Most of the deaths occurred in eastern Punjab province, mainly from electrocution and collapsed buildings, official figures showed.
According to Bilal Ahmed Faizi, spokesman for emergency services Rescue 1122, a man was found on Thursday amid a landslide in the Shanla district in northwestern Khyber Pakhtunkhwa province. The bodies of 8 children were found.
He said rescuers were still searching for other children trapped in the rubble.

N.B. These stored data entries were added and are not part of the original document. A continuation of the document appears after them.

PR #4, opened 2025-07-15
Add Display and config resolution.

HXYerror:
- [x] 1. Keep displays live
- [x] 2. Config display resolution
- [x] 3. Customize resolution
- [x] 4. Configure more properties
image

 ---------- Next pr
- [ ] 1. 优化更新display的设计
- [ ] 2. 非admin提权设置注册表
- [ ] 3. 多显示器 >2 拓扑结构设置，复杂

PR #41, opened 2026-07-29
feat(macos): expose native trackpad scroll events

zhuhaichao518:
## What changed

- add a cross-platform `TrackpadScrollEvent` callback contract with Flutter-view position, canonical page-direction deltas, gesture phase, and momentum state
- start native capture for the first listener and stop it after the last listener is removed
- implement macOS capture from precise `NSEvent.scrollWheel` events without consuming the AppKit event
- add a unified precise-trackpad injection API that preserves fractional pixels where the platform supports it
- on macOS, rebuild continuous CoreGraphics events with 16.16 fixed-point deltas plus public scroll/momentum phase fields
- on Windows 10, replay unified trackpad input as ordinary high-resolution `WHEEL/HWHEEL` events and retain per-axis fractional remainders at the integer API boundary
- keep all magnitude scaling in Viewer Dart; Windows native applies no `×1.2`, `×1.5`, `×2`, mouse sensitivity multiplier, or `lround` on trackpad input
- keep Windows native limited to axis direction, safe clamping, fractional remainder carry and Win32 integer injection
- keep ordinary mouse-wheel magnitude unchanged and unsupported capture platforms as safe no-ops

## Why

Flutter macOS `PointerPanZoom` does not preserve the complete native momentum sequence. Reusing integer mouse-wheel injection also rounds native values such as `0.1` to zero on macOS. Native capture and precise macOS injection keep fractional pixels, direction conversion, and lifecycle metadata in the platform plugin. Windows 10 has no public precision-touchpad injector, so it replays Viewer-normalized values through ordinary wheel input without changing their cumulative magnitude.

## Validation

- plugin `flutter test --no-pub` (8 tests)
- Windows accumulator tests cover 1:1 integral distance and fractional remainder carry
- parent app 63 focused Viewer/normalizer tests
- parent app `flutter analyze --no-pub`
- parent app signed macOS release build with `CPP_LOG_AVAILABLE`
- verified against parent `cloudplayplus#442` commit `96dd510`

### DIFF
--- a/lib/hardware_simulator_method_channel.dart
+++ b/lib/hardware_simulator_method_channel.dart
@@ -45,7 +45,9 @@ class MethodChannelHardwareSimulator extends HardwareSimulatorPlatform {
             phase: _trackpadScrollPhase(arguments['phase']),
             isMomentum: arguments['isMomentum'] == true,
           );
-          for (var callback in trackpadScrollCallbacks) {
+          for (final callback in List<TrackpadScrollCallback>.of(
+            trackpadScrollCallbacks,
+          )) {
             callback(event);
           }
         }
@@ -263,6 +265,7 @@ class MethodChannelHardwareSimulator extends HardwareSimulatorPlatform {
   @override
   void addTrackpadScroll(TrackpadScrollCallback callback) {
     if (!isinitialized) init();
+    if (trackpadScrollCallbacks.contains(callback)) return;
     final shouldStartCapture = trackpadScrollCallbacks.isEmpty;
     trackpadScrollCallbacks.add(callback);
     if (shouldStartCapture) {
--- a/lib/hardware_simulator_method_channel.dart
+++ b/lib/hardware_simulator_method_channel.dart
@@ -34,6 +34,21 @@ class MethodChannelHardwareSimulator extends HardwareSimulatorPlatform {
         for (var callback in cursorWheelCallbacks) {
           callback(call.arguments['dx'], call.arguments['dy']);
         }
+      } else if (call.method == "onTrackpadScroll") {
+        final arguments = call.arguments;
+        if (arguments is Map) {
+          final event = TrackpadScrollEvent(
+            x: _asDouble(arguments['x']),
+            y: _asDouble(arguments['y']),
+            deltaX: _asDouble(arguments['dx']),
+            deltaY: _asDouble(arguments['dy']),
+            phase: _trackpadScrollPhase(arguments['phase']),
+            isMomentum: arguments['isMomentum'] == true,
+          );
+          for (var callback in trackpadScrollCallbacks) {
+            callback(event);
+          }
+        }
       } else if (call.method == "onCursorImageMessage") {
         int callbackID = call.arguments['callbackID'];
         if (cursorImageCallbacks.containsKey(callbackID)) {
@@ -243,6 +258,46 @@ class MethodChannelHardwareSimulator extends HardwareSimulatorPlatform {
     cursorWheelCallbacks.remove(callback);
   }
 
+  final List<TrackpadScrollCallback> trackpadScrollCallbacks = [];
+
+  @override
+  void addTrackpadScroll(TrackpadScrollCallback callback) {
+    if (!isinitialized) init();
+    final shouldStartCapture = trackpadScrollCallbacks.isEmpty;
+    trackpadScrollCallbacks.add(callback);
+    if (shouldStartCapture) {
+      unawaited(startTrackpadScrollCapture());
+    }
+  }
+
+  @override
+  void removeTrackpadScroll(TrackpadScrollCallback callback) {
+    final removed = trackpadScrollCallbacks.remove(callback);
+    if (removed && trackpadScrollCallbacks.isEmpty) {
+      unawaited(stopTrackpadScrollCapture());
+    }
+  }
+
+  @override
+  Future<bool> startTrackpadScrollCapture() async {
+    try {
+      final supported = await methodChannel
+          .invokeMethod<Object?>('startTrackpadScrollCapture');
+      return supported == true;
+    } on MissingPluginException {
+      return false;
+    }
+  }
+
+  @override
+  Future<void> stopTrackpadScrollCapture() async {
+    try {
+      await methodChannel.invokeMethod<void>('stopTrackpadScrollCapture');
+    } on MissingPluginException {
+      return;
+    }
+  }
+
   final Map<int, CursorImageUpdatedCallback> cursorImageCallbacks = {};
   final Map<int, CursorPositionUpdatedCallback> cursorPositionCallbacks = {};
   final Map<int, DisplayCountChangedCallback> displayCountCallbacks = {};
@@ -373,6 +428,22 @@ class MethodChannelHardwareSimulator extends HardwareSimulatorPlatform {
       'dx': dx,
       'dy': dy,
     });
+  }
+
+  static double _asDouble(Object? value) {
+    return value is num ? value.toDouble() : 0;
+  }
+
+  static TrackpadScrollPhase _trackpadScrollPhase(Object? value) {
+    return switch (value) {
+      'mayBegin' => TrackpadScrollPhase.mayBegin,
+      'began' => TrackpadScrollPhase.began,
+      'changed' => TrackpadScrollPhase.changed,
+      'stationary' => TrackpadScrollPhase.stationary,
+      'ended' => TrackpadScrollPhase.ended,
+      'cancelled' => TrackpadScrollPhase.cancelled,
+      _ => TrackpadScrollPhase.none,
+    };
   }
 
   @override
--- a/lib/hardware_simulator_method_channel.dart
+++ b/lib/hardware_simulator_method_channel.dart
@@ -440,12 +440,16 @@ class MethodChannelHardwareSimulator extends HardwareSimulatorPlatform {
     TrackpadScrollPhase phase = TrackpadScrollPhase.none,
     bool isMomentum = false,
   }) async {
-    await methodChannel.invokeMethod('trackpadScroll', {
-      'dx': dx,
-      'dy': dy,
-      'phase': phase.name,
-      'isMomentum': isMomentum,
-    });
+    try {
+      await methodChannel.invokeMethod('trackpadScroll', {
+        'dx': dx,
+        'dy': dy,
+        'phase': phase.name,
+        'isMomentum': isMomentum,
+      });
+    } on MissingPluginException {
+      await performMouseScroll(dx, dy);
+    }
   }
 
   static double _asDouble(Object? value) {
--- a/lib/hardware_simulator_method_channel.dart
+++ b/lib/hardware_simulator_method_channel.dart
@@ -433,6 +433,21 @@ class MethodChannelHardwareSimulator extends HardwareSimulatorPlatform {
     });
   }
 
+  @override
+  Future<void> performTrackpadScroll(
+    double dx,
+    double dy, {
+    TrackpadScrollPhase phase = TrackpadScrollPhase.none,
+    bool isMomentum = false,
+  }) async {
+    await methodChannel.invokeMethod('trackpadScroll', {
+      'dx': dx,
+      'dy': dy,
+      'phase': phase.name,
+      'isMomentum': isMomentum,
+    });
+  }
+
   static double _asDouble(Object? value) {
     return value is num ? value.toDouble() : 0;
   }
--- a/macos/Classes/HardwareSimulatorPlugin.swift
+++ b/macos/Classes/HardwareSimulatorPlugin.swift
@@ -15,6 +15,8 @@ class CursorConstants {
 
 public class HardwareSimulatorPlugin: NSObject, FlutterPlugin {
   private var methodChannel: FlutterMethodChannel?
+  private weak var flutterView: NSView?
+  private var trackpadScrollMonitor: Any?
   private var defaultCursorHasher: CursorHasher?
   private var currentScreenId: Int = 0
   private var lastMouseClickButtonId: Int?
@@ -57,6 +59,7 @@ public class HardwareSimulatorPlugin: NSObject, FlutterPlugin {
     let channel = FlutterMethodChannel(name: "hardware_simulator", binaryMessenger: registrar.messenger)
     let instance = HardwareSimulatorPlugin()
     instance.methodChannel = channel
+    instance.flutterView = registrar.view
     instance.defaultCursorHasher = CursorHasher()
 #if CLOUDPLAYPLUS_DMG_DISTRIBUTION
     instance.registerMacTerminationObserver()
@@ -65,12 +68,65 @@ public class HardwareSimulatorPlugin: NSObject, FlutterPlugin {
   }
 
   deinit {
+    stopTrackpadScrollCapture()
 #if CLOUDPLAYPLUS_DMG_DISTRIBUTION
     if let macTerminationObserver {
       NotificationCenter.default.removeObserver(macTerminationObserver)
     }
     restoreMacDisplaysBeforeExit()
 #endif
+  }
+
+  private func startTrackpadScrollCapture() {
+    guard trackpadScrollMonitor == nil else { return }
+    trackpadScrollMonitor = NSEvent.addLocalMonitorForEvents(
+      matching: .scrollWheel
+    ) { [weak self] event in
+      self?.handleTrackpadScroll(event)
+      return event
+    }
+  }
+
+  private func stopTrackpadScrollCapture() {
+    guard let trackpadScrollMonitor else { return }
+    NSEvent.removeMonitor(trackpadScrollMonitor)
+    self.trackpadScrollMonitor = nil
+  }
+
+  private func handleTrackpadScroll(_ event: NSEvent) {
+    guard event.hasPreciseScrollingDeltas else { return }
+    guard let flutterView, event.window === flutterView.window else { return }
+
+    let isMomentum = event.momentumPhase.rawValue != 0
+    let eventPhase = isMomentum ? event.momentumPhase : event.phase
+    guard eventPhase.rawValue != 0 else { return }
+
+    let point = flutterView.convert(event.locationInWindow, from: nil)
+    let flutterY = flutterView.isFlipped
+      ? point.y
+      : flutterView.bounds.height - point.y
+    methodChannel?.invokeMethod(
+      "onTrackpadScroll",
+      arguments: [
+        "x": point.x,
+        "y": flutterY,
+        // AppKit reports gesture direction; the plugin API uses page direction.
+        "dx": -event.scrollingDeltaX,
+        "dy": -event.scrollingDeltaY,
+        "phase": trackpadScrollPhaseName(eventPhase),
+        "isMomentum": isMomentum,
+      ]
+    )
+  }
+
+  private func trackpadScrollPhaseName(_ phase: NSEvent.Phase) -> String {
+    if phase.contains(.cancelled) { return "cancelled" }
+    if phase.contains(.ended) { return "ended" }
+    if phase.contains(.began) { return "began" }
+    if phase.contains(.mayBegin) { return "mayBegin" }
+    if phase.contains(.stationary) { return "stationary" }
+    if phase.contains(.changed) { return "changed" }
+    return "none"
   }
 
 #if CLOUDPLAYPLUS_DMG_DISTRIBUTION
@@ -2305,6 +2361,12 @@ public class HardwareSimulatorPlugin: NSObject, FlutterPlugin {
     switch call.method {
     case "getPlatformVersion":
       result("macOS " + ProcessInfo.processInfo.operatingSystemVersionString)
+    case "startTrackpadScrollCapture":
+      startTrackpadScrollCapture()
+      result(true)
+    case "stopTrackpadScrollCapture":
+      stopTrackpadScrollCapture()
+      result(nil)
     case "checkMacOSPermissions":
       // Reports the *current process's* live TCC status. Does NOT prompt.
       // - screenCapture: needed to grab the screen (ScreenCaptureKit / CGDisplayStream)
--- a/macos/Classes/HardwareSimulatorPlugin.swift
+++ b/macos/Classes/HardwareSimulatorPlugin.swift
@@ -1935,6 +1935,114 @@ public class HardwareSimulatorPlugin: NSObject, FlutterPlugin {
       }
   }
 
+  private func nativeTrackpadPointDelta(_ logicalDelta: Double) -> Int32? {
+      guard logicalDelta.isFinite else { return nil }
+      if logicalDelta == 0 { return 0 }
+
+      // A local macOS event measured as scrollingDelta=0.1 carries a
+      // wheel/point axis of one and a 16.16 fixed-point delta of 0.1.
+      // Rebuild both representations instead of rounding the precise value.
+      var rounded = (logicalDelta * 10).rounded()
+      if rounded == 0 {
+          rounded = logicalDelta.isLess(than: 0) ? -1 : 1
+      }
+      let clamped = min(
+          max(rounded, Double(Int32.min)),
+          Double(Int32.max)
+      )
+      return Int32(clamped)
+  }
+
+  private func nativeTrackpadScrollPhase(_ phase: String) -> Int64 {
+      switch phase {
+      case "mayBegin":
+          return Int64(CGScrollPhase.mayBegin.rawValue)
+      case "began":
+          return Int64(CGScrollPhase.began.rawValue)
+      case "changed", "stationary":
+          return Int64(CGScrollPhase.changed.rawValue)
+      case "ended":
+          return Int64(CGScrollPhase.ended.rawValue)
+      case "cancelled":
+          return Int64(CGScrollPhase.cancelled.rawValue)
+      default:
+          return 0
+      }
+  }
+
+  private func nativeTrackpadMomentumPhase(_ phase: String) -> Int64 {
+      switch phase {
+      case "mayBegin", "began":
+          return Int64(CGMomentumScrollPhase.begin.rawValue)
+      case "changed", "stationary":
+          return Int64(CGMomentumScrollPhase.continuous.rawValue)
+      case "ended", "cancelled":
+          return Int64(CGMomentumScrollPhase.end.rawValue)
+      default:
+          return Int64(CGMomentumScrollPhase.none.rawValue)
+      }
+  }
+
+  func performTrackpadScroll(
+      dx: Double,
+      dy: Double,
+      phase: String,
+      isMomentum: Bool
+  ) {
+      guard
+          let horizontalPoint = nativeTrackpadPointDelta(dx),
+          let verticalPoint = nativeTrackpadPointDelta(dy)
+      else {
+          return
+      }
+
+      let eventSource = CGEventSource(stateID: .hidSystemState)
+      let wheelCount: UInt32 = horizontalPoint != 0 ? 2 : 1
+      guard let scrollEvent = CGEvent(
+          scrollWheelEvent2Source: eventSource,
+          units: .pixel,
+          wheelCount: wheelCount,
+          wheel1: verticalPoint,
+          wheel2: horizontalPoint,
+          wheel3: 0
+      ) else {
+          return
+      }
+
+      // RD trackpad deltas use logical page direction. A native macOS precise
+      // event carries the opposite gesture-direction value in its 16.16
+      // fixed-point fields, while wheel/point axes retain page direction.
+      scrollEvent.setDoubleValueField(
+          .scrollWheelEventFixedPtDeltaAxis1,
+          value: -dy
+      )
+      scrollEvent.setDoubleValueField(
+          .scrollWheelEventFixedPtDeltaAxis2,
+          value: -dx
+      )
+      scrollEvent.setIntegerValueField(
+          .scrollWheelEventPointDeltaAxis1,
+          value: Int64(verticalPoint)
+      )
+      scrollEvent.setIntegerValueField(
+          .scrollWheelEventPointDeltaAxis2,
+          value: Int64(horizontalPoint)
+      )
+      scrollEvent.setIntegerValueField(
+          .scrollWheelEventIsContinuous,
+          value: 1
+      )
+      scrollEvent.setIntegerValueField(
+          .scrollWheelEventScrollPhase,
+          value: isMomentum ? 0 : nativeTrackpadScrollPhase(phase)
+      )
+      scrollEvent.setIntegerValueField(
+          .scrollWheelEventMomentumPhase,
+          value: isMomentum ? nativeTrackpadMomentumPhase(phase) : 0
+      )
+      scrollEvent.post(tap: .cghidEventTap)
+  }
+
   func performMouseMoveToWindowPosition(percentx: Double, percenty: Double) {
       // Get the current Flutter app's main window
       guard let mainWindow = NSApplication.shared.mainWindow ?? NSApplication.shared.windows.first else {
@@ -2643,6 +2751,22 @@ public class HardwareSimulatorPlugin: NSObject, FlutterPlugin {
         result(nil) // 表示成功执行，不返回值
       } else {
         result(FlutterError(code: "BAD_ARGS", message: "Missing or incorrect arguments for Mouse Scroll", details: nil))
+      }
+    case "trackpadScroll":
+      if let args = call.arguments as? [String: Any],
+        let dx = args["dx"] as? Double,
+        let dy = args["dy"] as? Double,
+        let phase = args["phase"] as? String,
+        let isMomentum = args["isMomentum"] as? Bool {
+        performTrackpadScroll(
+          dx: dx,
+          dy: dy,
+          phase: phase,
+          isMomentum: isMomentum
+        )
+        result(nil)
+      } else {
+        result(FlutterError(code: "BAD_ARGS", message: "Missing or incorrect arguments for Trackpad Scroll", details: nil))
       }
     case "mouseMoveToWindowPosition":
       if let args = call.arguments as? [String: Any],
--- a/macos/Classes/HardwareSimulatorPlugin.swift
+++ b/macos/Classes/HardwareSimulatorPlugin.swift
@@ -1935,16 +1935,16 @@ public class HardwareSimulatorPlugin: NSObject, FlutterPlugin {
       }
   }
 
-  private func nativeTrackpadPointDelta(_ logicalDelta: Double) -> Int32? {
+  static func nativeTrackpadPointDelta(_ logicalDelta: Double) -> Int32? {
       guard logicalDelta.isFinite else { return nil }
       if logicalDelta == 0 { return 0 }
 
-      // A local macOS event measured as scrollingDelta=0.1 carries a
-      // wheel/point axis of one and a 16.16 fixed-point delta of 0.1.
-      // Rebuild both representations instead of rounding the precise value.
-      var rounded = (logicalDelta * 10).rounded()
+      // CoreGraphics wheel/point axes use the opposite sign from our logical
+      // page direction. Preserve their 1:1 magnitude for whole pixels; only
+      // clamp a non-zero subpixel delta to the smallest representable integer.
+      var rounded = (-logicalDelta).rounded()
       if rounded == 0 {
-          rounded = logicalDelta.isLess(than: 0) ? -1 : 1
+          rounded = logicalDelta.isLess(than: 0) ? 1 : -1
       }
       let clamped = min(
           max(rounded, Double(Int32.min)),
@@ -1990,8 +1990,8 @@ public class HardwareSimulatorPlugin: NSObject, FlutterPlugin {
       isMomentum: Bool
   ) {
       guard
-          let horizontalPoint = nativeTrackpadPointDelta(dx),
-          let verticalPoint = nativeTrackpadPointDelta(dy)
+          let horizontalPoint = Self.nativeTrackpadPointDelta(dx),
+          let verticalPoint = Self.nativeTrackpadPointDelta(dy)
       else {
           return
       }
@@ -2009,9 +2009,9 @@ public class HardwareSimulatorPlugin: NSObject, FlutterPlugin {
           return
       }
 
-      // RD trackpad deltas use logical page direction. A native macOS precise
-      // event carries the opposite gesture-direction value in its 16.16
-      // fixed-point fields, while wheel/point axes retain page direction.
+      // RD trackpad deltas use logical page direction. CoreGraphics fields use
+      // the opposite gesture/device direction. Fixed-point preserves the exact
+      // fraction; point/wheel fields provide the closest non-zero integer.
       scrollEvent.setDoubleValueField(
           .scrollWheelEventFixedPtDeltaAxis1,
           value: -dy
--- a/macos/Classes/HardwareSimulatorPlugin.swift
+++ b/macos/Classes/HardwareSimulatorPlugin.swift
@@ -15,6 +15,7 @@ class CursorConstants {
 
 public class HardwareSimulatorPlugin: NSObject, FlutterPlugin {
   private var methodChannel: FlutterMethodChannel?
+  private weak var registrar: FlutterPluginRegistrar?
   private weak var flutterView: NSView?
   private var trackpadScrollMonitor: Any?
   private var defaultCursorHasher: CursorHasher?
@@ -59,7 +60,7 @@ public class HardwareSimulatorPlugin: NSObject, FlutterPlugin {
     let channel = FlutterMethodChannel(name: "hardware_simulator", binaryMessenger: registrar.messenger)
     let instance = HardwareSimulatorPlugin()
     instance.methodChannel = channel
-    instance.flutterView = registrar.view
+    instance.registrar = registrar
     instance.defaultCursorHasher = CursorHasher()
 #if CLOUDPLAYPLUS_DMG_DISTRIBUTION
     instance.registerMacTerminationObserver()
@@ -77,14 +78,19 @@ public class HardwareSimulatorPlugin: NSObject, FlutterPlugin {
 #endif
   }
 
-  private func startTrackpadScrollCapture() {
-    guard trackpadScrollMonitor == nil else { return }
+  private func startTrackpadScrollCapture() -> Bool {
+    if trackpadScrollMonitor != nil {
+      return flutterView != nil
+    }
+    flutterView = registrar?.view ?? registrar?.viewController?.view
+    guard flutterView != nil else { return false }
     trackpadScrollMonitor = NSEvent.addLocalMonitorForEvents(
       matching: .scrollWheel
     ) { [weak self] event in
       self?.handleTrackpadScroll(event)
       return event
     }
+    return true
   }
 
   private func stopTrackpadScrollCapture() {
@@ -95,6 +101,9 @@ public class HardwareSimulatorPlugin: NSObject, FlutterPlugin {
 
   private func handleTrackpadScroll(_ event: NSEvent) {
     guard event.hasPreciseScrollingDeltas else { return }
+    if flutterView?.window !== event.window {
+      flutterView = registrar?.view ?? registrar?.viewController?.view
+    }
     guard let flutterView, event.window === flutterView.window else { return }
 
     let isMomentum = event.momentumPhase.rawValue != 0
@@ -2362,8 +2371,7 @@ public class HardwareSimulatorPlugin: NSObject, FlutterPlugin {
     case "getPlatformVersion":
       result("macOS " + ProcessInfo.processInfo.operatingSystemVersionString)
     case "startTrackpadScrollCapture":
-      startTrackpadScrollCapture()
-      result(true)
+      result(startTrackpadScrollCapture())
     case "stopTrackpadScrollCapture":
       stopTrackpadScrollCapture()
       result(nil)
--- a/macos/Classes/HardwareSimulatorPlugin.swift
+++ b/macos/Classes/HardwareSimulatorPlugin.swift
@@ -94,9 +94,11 @@ public class HardwareSimulatorPlugin: NSObject, FlutterPlugin {
   }
 
   private func stopTrackpadScrollCapture() {
-    guard let trackpadScrollMonitor else { return }
-    NSEvent.removeMonitor(trackpadScrollMonitor)
+    if let trackpadScrollMonitor {
+      NSEvent.removeMonitor(trackpadScrollMonitor)
+    }
     self.trackpadScrollMonitor = nil
+    flutterView = nil
   }
 
   private func handleTrackpadScroll(_ event: NSEvent) {
--- a/windows/hardware_simulator_plugin.cpp
+++ b/windows/hardware_simulator_plugin.cpp
@@ -56,12 +56,6 @@ constexpr UINT_PTR kCursorReseedSubclassId =
 // converts the logical page direction and clamps it to a safe Win32 range.
 constexpr double kMaxWindowsWheelDistance =
     static_cast<double>(WHEEL_DELTA) * 100.0;
-// Chromium's legacy Windows wheel path maps one 120-unit detent to 100 CSS
-// pixels with the default three-line setting. Convert native macOS trackpad
-// pixels into that Win32 unit space so cumulative page movement stays 1:1.
-constexpr double kWindowsTrackpadWheelUnitsPerPixel =
-    static_cast<double>(WHEEL_DELTA) / 100.0;
-
 int logicalScrollToWindowsWheel(double logical_distance, bool invert) {
   if (!std::isfinite(logical_distance)) {
     return 0;
@@ -1405,11 +1399,11 @@ void performTrackpadScroll(double dx, double dy) {
     // Windows 10 has no public precision-touchpad injection API. Replay each
     // native trackpad frame as an ordinary high-resolution wheel event. The
     // legacy API is integral, so each axis carries its fractional wheel-unit
-    // remainder forward to preserve cumulative page distance.
+    // remainder forward. Cross-platform magnitude scaling belongs to Dart.
     thread_local TrackpadScrollAccumulator horizontal_accumulator(
-        kWindowsTrackpadWheelUnitsPerPixel, kMaxWindowsWheelDistance);
+        kMaxWindowsWheelDistance);
     thread_local TrackpadScrollAccumulator vertical_accumulator(
-        kWindowsTrackpadWheelUnitsPerPixel, kMaxWindowsWheelDistance);
+        kMaxWindowsWheelDistance);
     const int horizontal_distance =
         horizontal_accumulator.Convert(dx, false);
     const int vertical_distance =
--- a/windows/hardware_simulator_plugin.cpp
+++ b/windows/hardware_simulator_plugin.cpp
@@ -67,6 +67,22 @@ int logicalScrollToWindowsWheel(double logical_distance, bool invert) {
   return static_cast<int>(std::lround(clamped));
 }
 
+int logicalTrackpadScrollToWindowsWheel(
+    double logical_distance,
+    bool invert) {
+  if (!std::isfinite(logical_distance)) {
+    return 0;
+  }
+  const double direction = invert ? -1.0 : 1.0;
+  const double converted = logical_distance * direction;
+  const double clamped = (std::clamp)(
+      converted, -kMaxWindowsWheelDistance, kMaxWindowsWheelDistance);
+  // Win32 MOUSEINPUT::mouseData is integral. The trackpad path deliberately
+  // sends the canonical 1x delta directly at that API boundary: no mouse-wheel
+  // sensitivity multiplier, fractional accumulator, or nearest-value rounding.
+  return static_cast<int>(clamped);
+}
+
 LRESULT CALLBACK CursorReseedSubclassProc(
     HWND window,
     UINT message,
@@ -1395,6 +1411,23 @@ void performMouseScroll(double dx, double dy) {
     }
 }
 
+void performTrackpadScroll(double dx, double dy) {
+    // Windows 10 has no public precision-touchpad injection API. Replay each
+    // native trackpad frame as an ordinary high-resolution wheel event while
+    // preserving the canonical 1x magnitude.
+    const int horizontal_distance =
+        logicalTrackpadScrollToWindowsWheel(dx, false);
+    const int vertical_distance =
+        logicalTrackpadScrollToWindowsWheel(dy, true);
+
+    if (horizontal_distance != 0) {
+        hscroll(horizontal_distance);
+    }
+    if (vertical_distance != 0) {
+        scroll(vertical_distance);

Officials in Lahore, Pakistan’s second-largest city, said record rainfall on Wednesday turned roads into rivers and left nearly 35 percent without power or water this week.
The meteorological department is expecting more heavy rainfall across the country in the coming days and has warned of possible flooding in the basins of major rivers in Punjab.
The province’s disaster management agency said Friday that efforts were underway to relocate people living along the waterway.
Climate change is making seasonal rainfall heavier and less predictable, scientists say.
Unprecedented monsoon rains flooded a third of Pakistan last summer, damaging two million homes and killing more than 1,700 people.
At least 27 people, including eight children, were killed in storms in the northwestern part of the country early last month.
Pakistan, the world’s fifth most populous country, accounts for less than one percent of global greenhouse gas emissions, officials said.
However, it is one of the countries most vulnerable to extreme weather from global warming.